[WORK TASK]
Return only those lines of the records below in which "just" appears.
-------
PR #1060, opened 2021-01-02
fix OSC command signatures

theGreatWhiteShark:
Quite a lot of OSC commands are registered both to work without an argument and with a float. But none of them does actually use the float argument. I removed the second version since it bloats up the list of available commands while providing no additional benefits.

Also, most commands are registered to expect a float argument, rounding it, and providing an integer to internal functions. I changed their signature in expecting an int because it makes the intention of the command more obvious and the code less complex.

@mauser we have the `OscServer::generic_handler` function which listens for a number of URLs, e.g. */Hydrogen/STRIP_VOLUME_ABSOLUTE/(\\d+)*, all carrying the index of a particular strip in the URL and expecting a single float as input argument. Is there a specific reason they were designed this way? How about converting them into individual handler functions requiring two arguments: an integer for the index and a float for the corresponding value.? IMHO this reduce quite a lot of complexity in the `OscServer` class.


mauser:
Hey Phil,
 
the float arguments as well as the behavior of the `OscServer::generic_handler` are workarounds for limitations of the TouchOSC Android/IOS app. When i've started to implement OSC for Hydrogen, i mainly used it to remote control Hydrogen from my phone or tablet during drum rehearsal. At that time, this app has been widely used for this task with other DAWs. 

IIRC, it was not possible to configure the data type of each message with TouchOSC, so i decided to let those variants stay in the code. 

I'm not sure how many people really use this app. I always planned to write an article on our website about this possibility, but never found the time :frowning_face:

theGreatWhiteShark:
I see.

I found it quite strange for the commands handling e.g. the relative volume expecting `20` for a 20% volume instead of 0.2 while explicitly requiring floats.

But maybe this is just me. At least [Renoise](https://tutorials.renoise.com/wiki/Open_Sound_Control#TouchOSC_via_Duplex) and [Ardour](https://manual.ardour.org/using-control-surfaces/controlling-ardour-with-osc/osc-control/) do the same (according to their manual. Never tried it.)

I reverted the changes as well as making the newer commands expecting floats as well.

But double registration of some commands are redundant, right?

mauser:
Hi! 

IIRC, i've used Ardour as a "reference" for implementing those commands. 

Do you mean with "double registration" that we have commands with int as well as float parameters? I remember that i had the problem that TouchOSC used only floats, but other applications used int. So if you registered only float handlers, Hydrogen was not able to work with applications that send integers. But there was no feedback from users on that question, i've just tried out different OSC programs and tried to be compatible..

theGreatWhiteShark:
> Do you mean with "double registration" that we have commands with int as well as float parameters?

Nope. I'm referring to such lines

> m_pServerThread->add_method("/Hydrogen/PLAY", "", PLAY_Handler);
	m_pServerThread->add_method("/Hydrogen/PLAY", "f", PLAY_Handler);

mauser:
Touch OSC also adds an parameter to the OSC message for Toggle buttons. So if you press a "PLAY" button, it will send "/Hydrogen/PLAY 1" (the documentation for the controls can be found [here](https://hexler.net/docs/touchosc-controls-reference)). However, other OSC clients did not append a parameter for toggle buttons.  I do not know if there is a way to do this more elegant in the code. I remember that i looked for a "catchall" method then, but haven't found sth. usable.

theGreatWhiteShark:
Ah. I see. I will add some comments clarifying this and leave the code as is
-------
[SOLUTION TO THIS EXERCISE]
But maybe this is just me. At least [Renoise](https://tutorials.renoise.com/wiki/Open_Sound_Control#TouchOSC_via_Duplex) and [Ardour](https://manual.ardour.org/using-control-surfaces/controlling-ardour-with-osc/osc-control/) do the same (according to their manual. Never tried it.)
Do you mean with "double registration" that we have commands with int as well as float parameters? I remember that i had the problem that TouchOSC used only floats, but other applications used int. So if you registered only float handlers, Hydrogen was not able to work with applications that send integers. But there was no feedback from users on that question, i've just tried out different OSC programs and tried to be compatible..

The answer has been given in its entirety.